Task to complete. Look through the records below and copy each line that includes the word "cycle".

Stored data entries
╔══
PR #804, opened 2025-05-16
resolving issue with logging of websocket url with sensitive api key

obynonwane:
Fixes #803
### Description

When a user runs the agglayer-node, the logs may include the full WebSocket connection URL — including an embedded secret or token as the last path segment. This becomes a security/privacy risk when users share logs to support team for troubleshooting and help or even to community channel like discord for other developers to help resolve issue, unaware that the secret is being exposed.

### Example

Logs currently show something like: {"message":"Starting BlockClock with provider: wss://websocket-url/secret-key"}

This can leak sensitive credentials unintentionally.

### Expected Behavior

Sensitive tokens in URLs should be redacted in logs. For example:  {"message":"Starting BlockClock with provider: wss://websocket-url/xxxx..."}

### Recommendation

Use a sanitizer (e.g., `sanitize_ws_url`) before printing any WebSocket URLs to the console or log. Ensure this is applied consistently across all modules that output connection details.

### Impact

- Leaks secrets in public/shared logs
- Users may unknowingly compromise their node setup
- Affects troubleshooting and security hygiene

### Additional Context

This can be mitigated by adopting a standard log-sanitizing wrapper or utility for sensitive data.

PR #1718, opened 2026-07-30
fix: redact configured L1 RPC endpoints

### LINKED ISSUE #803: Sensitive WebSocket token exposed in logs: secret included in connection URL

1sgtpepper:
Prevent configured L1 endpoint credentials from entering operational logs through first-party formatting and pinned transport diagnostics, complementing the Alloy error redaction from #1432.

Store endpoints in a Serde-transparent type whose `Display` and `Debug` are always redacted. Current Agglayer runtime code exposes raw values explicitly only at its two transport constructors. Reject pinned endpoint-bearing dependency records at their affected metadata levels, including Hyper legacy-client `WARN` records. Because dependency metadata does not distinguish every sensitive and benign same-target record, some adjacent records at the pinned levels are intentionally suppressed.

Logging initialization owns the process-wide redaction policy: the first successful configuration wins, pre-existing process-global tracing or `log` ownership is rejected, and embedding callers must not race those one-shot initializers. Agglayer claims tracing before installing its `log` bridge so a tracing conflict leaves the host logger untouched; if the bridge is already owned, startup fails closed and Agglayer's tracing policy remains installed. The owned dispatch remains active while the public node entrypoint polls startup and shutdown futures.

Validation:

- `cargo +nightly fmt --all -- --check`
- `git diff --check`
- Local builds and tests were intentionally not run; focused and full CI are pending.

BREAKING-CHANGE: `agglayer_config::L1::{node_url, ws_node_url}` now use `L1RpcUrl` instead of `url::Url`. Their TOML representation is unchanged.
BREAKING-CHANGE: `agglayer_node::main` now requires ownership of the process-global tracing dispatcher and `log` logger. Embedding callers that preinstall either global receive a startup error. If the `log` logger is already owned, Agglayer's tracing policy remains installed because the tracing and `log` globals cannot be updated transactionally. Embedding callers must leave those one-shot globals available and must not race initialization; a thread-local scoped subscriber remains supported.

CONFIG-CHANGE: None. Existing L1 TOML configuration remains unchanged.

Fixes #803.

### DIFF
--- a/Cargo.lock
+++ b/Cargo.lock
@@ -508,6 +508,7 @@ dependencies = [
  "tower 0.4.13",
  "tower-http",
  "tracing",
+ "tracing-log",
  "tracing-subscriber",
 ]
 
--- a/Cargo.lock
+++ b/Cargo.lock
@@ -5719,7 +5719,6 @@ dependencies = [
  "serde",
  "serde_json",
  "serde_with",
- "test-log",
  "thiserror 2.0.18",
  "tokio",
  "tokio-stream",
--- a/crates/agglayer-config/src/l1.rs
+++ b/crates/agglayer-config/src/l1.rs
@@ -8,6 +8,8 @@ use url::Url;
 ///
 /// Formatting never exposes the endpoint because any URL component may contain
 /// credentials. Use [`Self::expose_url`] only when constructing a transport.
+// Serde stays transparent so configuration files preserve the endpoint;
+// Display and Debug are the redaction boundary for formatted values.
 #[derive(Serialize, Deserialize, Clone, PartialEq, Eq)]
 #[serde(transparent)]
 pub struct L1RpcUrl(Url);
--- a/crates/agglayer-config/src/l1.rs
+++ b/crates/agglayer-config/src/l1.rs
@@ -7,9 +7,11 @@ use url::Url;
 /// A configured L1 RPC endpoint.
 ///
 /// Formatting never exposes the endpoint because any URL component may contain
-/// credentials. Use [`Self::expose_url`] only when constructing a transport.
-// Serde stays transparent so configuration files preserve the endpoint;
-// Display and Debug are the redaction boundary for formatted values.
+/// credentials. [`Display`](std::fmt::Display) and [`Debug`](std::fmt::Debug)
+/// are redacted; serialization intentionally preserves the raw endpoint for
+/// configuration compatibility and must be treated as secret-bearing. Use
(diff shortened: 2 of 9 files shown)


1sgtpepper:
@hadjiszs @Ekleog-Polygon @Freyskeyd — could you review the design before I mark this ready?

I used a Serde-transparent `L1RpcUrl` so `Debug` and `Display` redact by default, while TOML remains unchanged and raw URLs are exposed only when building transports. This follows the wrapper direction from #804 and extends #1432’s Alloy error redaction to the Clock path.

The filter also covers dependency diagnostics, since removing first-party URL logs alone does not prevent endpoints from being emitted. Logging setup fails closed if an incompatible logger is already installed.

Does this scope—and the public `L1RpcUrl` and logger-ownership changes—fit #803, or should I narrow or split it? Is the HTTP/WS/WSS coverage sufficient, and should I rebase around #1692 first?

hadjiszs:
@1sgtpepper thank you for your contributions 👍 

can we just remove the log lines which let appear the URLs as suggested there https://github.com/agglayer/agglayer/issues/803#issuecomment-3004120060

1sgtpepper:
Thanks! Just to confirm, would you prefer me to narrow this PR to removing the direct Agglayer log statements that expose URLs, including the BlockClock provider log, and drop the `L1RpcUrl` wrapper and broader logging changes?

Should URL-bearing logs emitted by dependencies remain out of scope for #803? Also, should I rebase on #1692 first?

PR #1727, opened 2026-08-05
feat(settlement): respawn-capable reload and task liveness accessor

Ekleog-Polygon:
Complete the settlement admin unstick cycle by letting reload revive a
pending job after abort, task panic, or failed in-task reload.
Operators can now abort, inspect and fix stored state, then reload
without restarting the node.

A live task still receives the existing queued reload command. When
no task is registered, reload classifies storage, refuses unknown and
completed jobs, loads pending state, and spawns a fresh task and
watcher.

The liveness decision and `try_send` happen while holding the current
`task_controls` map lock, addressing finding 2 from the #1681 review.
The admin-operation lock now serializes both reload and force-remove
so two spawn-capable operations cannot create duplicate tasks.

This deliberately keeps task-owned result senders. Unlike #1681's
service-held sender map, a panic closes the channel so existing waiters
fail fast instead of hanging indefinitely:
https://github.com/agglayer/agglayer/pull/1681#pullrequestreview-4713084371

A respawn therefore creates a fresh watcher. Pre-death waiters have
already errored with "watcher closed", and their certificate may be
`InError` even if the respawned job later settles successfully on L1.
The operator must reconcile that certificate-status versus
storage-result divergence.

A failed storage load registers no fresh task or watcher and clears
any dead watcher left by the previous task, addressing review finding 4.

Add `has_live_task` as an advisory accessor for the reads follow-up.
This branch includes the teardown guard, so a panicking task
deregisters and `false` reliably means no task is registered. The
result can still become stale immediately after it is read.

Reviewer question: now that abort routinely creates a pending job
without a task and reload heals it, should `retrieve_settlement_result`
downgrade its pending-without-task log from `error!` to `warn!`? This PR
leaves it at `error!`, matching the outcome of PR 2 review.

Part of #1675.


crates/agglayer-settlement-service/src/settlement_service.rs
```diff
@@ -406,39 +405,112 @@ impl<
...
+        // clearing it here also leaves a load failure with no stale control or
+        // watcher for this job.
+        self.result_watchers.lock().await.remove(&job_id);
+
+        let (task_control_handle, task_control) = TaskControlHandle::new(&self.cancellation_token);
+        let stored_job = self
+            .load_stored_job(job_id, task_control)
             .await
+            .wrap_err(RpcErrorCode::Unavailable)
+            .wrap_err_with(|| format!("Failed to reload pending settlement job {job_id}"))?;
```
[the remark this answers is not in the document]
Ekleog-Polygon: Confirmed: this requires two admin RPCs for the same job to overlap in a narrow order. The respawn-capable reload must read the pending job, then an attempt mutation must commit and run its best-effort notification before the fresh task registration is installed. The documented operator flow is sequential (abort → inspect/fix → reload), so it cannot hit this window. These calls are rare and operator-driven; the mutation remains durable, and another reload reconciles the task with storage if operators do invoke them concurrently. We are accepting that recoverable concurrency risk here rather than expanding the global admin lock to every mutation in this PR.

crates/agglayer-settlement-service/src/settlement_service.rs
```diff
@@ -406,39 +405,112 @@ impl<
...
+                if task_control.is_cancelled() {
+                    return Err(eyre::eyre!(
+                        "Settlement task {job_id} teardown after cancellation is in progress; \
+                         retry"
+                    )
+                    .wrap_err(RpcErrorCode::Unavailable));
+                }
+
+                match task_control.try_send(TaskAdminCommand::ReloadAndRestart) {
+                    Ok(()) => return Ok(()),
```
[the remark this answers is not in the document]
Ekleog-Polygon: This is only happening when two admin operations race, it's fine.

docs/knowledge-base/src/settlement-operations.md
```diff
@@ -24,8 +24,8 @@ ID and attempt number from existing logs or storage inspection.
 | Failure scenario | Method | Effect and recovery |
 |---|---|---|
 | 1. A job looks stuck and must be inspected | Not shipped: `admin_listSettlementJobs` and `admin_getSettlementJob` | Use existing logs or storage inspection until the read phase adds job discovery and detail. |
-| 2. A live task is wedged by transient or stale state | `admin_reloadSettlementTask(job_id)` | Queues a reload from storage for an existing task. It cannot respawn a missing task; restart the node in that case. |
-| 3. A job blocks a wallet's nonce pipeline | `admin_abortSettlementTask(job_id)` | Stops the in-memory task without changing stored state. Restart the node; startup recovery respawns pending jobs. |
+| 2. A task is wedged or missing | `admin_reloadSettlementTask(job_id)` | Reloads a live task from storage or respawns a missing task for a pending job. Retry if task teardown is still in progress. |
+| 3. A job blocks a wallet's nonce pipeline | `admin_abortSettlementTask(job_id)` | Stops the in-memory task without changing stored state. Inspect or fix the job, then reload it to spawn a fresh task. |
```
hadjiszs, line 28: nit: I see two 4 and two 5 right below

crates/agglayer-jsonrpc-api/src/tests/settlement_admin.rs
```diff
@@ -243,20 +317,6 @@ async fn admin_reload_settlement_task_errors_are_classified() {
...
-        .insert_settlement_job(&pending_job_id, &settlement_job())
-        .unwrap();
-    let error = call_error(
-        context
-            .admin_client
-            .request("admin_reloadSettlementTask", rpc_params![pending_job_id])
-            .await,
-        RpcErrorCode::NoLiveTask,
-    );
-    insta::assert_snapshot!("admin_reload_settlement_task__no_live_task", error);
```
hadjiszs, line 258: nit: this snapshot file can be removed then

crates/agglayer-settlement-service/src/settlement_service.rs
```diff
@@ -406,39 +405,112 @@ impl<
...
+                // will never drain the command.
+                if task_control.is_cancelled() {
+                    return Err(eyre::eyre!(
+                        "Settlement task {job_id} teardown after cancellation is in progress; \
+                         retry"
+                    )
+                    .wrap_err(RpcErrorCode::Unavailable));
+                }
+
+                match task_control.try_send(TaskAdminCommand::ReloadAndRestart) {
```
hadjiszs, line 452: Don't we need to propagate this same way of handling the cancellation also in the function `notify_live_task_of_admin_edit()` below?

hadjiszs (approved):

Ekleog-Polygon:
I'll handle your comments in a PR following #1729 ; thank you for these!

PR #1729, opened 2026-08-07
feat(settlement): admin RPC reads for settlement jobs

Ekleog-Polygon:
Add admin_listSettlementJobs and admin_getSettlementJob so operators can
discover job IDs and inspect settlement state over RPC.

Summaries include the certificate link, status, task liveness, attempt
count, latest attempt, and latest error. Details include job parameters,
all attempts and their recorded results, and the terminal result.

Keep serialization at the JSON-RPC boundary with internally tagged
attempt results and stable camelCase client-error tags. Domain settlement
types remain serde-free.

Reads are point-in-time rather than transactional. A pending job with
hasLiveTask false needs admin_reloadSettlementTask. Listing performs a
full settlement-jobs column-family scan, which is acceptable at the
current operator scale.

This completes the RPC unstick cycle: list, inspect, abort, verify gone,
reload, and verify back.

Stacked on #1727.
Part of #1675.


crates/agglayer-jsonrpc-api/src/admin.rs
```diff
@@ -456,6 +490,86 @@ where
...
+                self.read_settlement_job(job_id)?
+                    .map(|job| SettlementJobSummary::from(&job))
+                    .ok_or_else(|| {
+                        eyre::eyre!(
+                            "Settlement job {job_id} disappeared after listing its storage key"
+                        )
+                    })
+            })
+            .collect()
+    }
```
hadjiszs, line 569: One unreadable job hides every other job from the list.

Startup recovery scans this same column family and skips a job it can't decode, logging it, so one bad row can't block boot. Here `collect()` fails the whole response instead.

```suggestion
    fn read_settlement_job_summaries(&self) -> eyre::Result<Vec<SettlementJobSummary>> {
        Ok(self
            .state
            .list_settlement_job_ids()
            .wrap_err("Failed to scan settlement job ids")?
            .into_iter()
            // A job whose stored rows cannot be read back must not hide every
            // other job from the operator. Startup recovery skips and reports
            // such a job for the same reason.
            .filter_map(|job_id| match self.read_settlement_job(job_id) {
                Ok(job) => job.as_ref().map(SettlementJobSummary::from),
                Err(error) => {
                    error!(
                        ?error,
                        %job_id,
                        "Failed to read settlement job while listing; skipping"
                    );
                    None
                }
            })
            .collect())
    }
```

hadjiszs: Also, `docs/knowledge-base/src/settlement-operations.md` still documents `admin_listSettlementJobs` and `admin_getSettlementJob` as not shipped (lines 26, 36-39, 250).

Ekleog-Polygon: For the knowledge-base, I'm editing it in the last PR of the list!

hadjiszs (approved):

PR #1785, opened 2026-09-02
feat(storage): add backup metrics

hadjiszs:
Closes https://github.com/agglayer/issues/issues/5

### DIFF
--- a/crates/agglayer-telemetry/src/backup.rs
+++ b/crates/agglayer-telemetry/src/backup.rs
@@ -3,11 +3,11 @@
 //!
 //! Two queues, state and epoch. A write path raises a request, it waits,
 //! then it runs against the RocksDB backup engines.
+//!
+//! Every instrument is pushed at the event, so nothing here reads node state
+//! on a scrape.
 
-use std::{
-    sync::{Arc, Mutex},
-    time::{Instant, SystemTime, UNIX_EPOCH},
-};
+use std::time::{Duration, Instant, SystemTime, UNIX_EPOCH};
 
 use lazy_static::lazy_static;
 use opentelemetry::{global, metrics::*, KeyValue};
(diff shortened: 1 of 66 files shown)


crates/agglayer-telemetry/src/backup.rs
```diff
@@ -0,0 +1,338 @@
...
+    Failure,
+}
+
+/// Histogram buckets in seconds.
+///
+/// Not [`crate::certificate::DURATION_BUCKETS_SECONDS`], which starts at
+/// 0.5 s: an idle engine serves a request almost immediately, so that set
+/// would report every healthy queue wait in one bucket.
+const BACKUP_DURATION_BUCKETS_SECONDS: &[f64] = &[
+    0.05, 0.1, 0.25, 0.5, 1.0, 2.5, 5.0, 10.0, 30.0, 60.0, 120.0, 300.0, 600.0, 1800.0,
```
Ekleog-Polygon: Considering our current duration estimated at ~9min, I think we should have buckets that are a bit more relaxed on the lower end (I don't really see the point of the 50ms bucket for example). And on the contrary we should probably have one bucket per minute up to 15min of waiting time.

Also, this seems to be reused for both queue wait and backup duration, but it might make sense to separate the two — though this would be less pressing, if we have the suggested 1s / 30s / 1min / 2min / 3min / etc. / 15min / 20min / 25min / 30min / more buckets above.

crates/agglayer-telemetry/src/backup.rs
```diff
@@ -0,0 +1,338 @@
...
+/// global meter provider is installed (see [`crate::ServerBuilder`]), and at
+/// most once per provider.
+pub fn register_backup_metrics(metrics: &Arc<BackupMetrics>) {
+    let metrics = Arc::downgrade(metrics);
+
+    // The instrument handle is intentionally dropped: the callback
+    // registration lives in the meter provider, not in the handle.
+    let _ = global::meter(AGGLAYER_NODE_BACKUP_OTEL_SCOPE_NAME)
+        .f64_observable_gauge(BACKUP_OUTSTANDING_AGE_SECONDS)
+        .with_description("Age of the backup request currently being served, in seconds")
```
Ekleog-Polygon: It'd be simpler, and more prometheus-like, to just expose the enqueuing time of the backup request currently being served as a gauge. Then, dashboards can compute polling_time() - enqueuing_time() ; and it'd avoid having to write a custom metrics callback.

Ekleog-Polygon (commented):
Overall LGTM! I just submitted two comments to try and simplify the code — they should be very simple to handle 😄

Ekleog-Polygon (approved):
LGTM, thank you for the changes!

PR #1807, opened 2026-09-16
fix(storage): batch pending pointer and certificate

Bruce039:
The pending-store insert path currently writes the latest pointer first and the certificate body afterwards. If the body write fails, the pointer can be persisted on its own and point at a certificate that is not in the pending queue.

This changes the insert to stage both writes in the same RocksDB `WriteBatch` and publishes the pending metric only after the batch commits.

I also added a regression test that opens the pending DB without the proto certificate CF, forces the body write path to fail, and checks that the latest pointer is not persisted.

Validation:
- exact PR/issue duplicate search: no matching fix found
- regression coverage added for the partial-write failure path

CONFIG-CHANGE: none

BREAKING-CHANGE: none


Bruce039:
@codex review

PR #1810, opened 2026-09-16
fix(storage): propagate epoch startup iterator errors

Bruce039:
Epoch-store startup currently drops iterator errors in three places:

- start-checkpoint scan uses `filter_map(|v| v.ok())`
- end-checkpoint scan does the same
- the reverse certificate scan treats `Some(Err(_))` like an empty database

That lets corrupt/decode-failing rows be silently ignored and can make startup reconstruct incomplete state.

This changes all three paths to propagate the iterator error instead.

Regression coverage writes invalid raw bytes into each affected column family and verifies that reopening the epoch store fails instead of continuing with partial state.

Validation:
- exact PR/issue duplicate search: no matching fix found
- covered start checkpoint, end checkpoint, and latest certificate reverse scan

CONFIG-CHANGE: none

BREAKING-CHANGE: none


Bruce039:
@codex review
╚══
Answer to the problem.
Complete the settlement admin unstick cycle by letting reload revive a
This completes the RPC unstick cycle: list, inspect, abort, verify gone,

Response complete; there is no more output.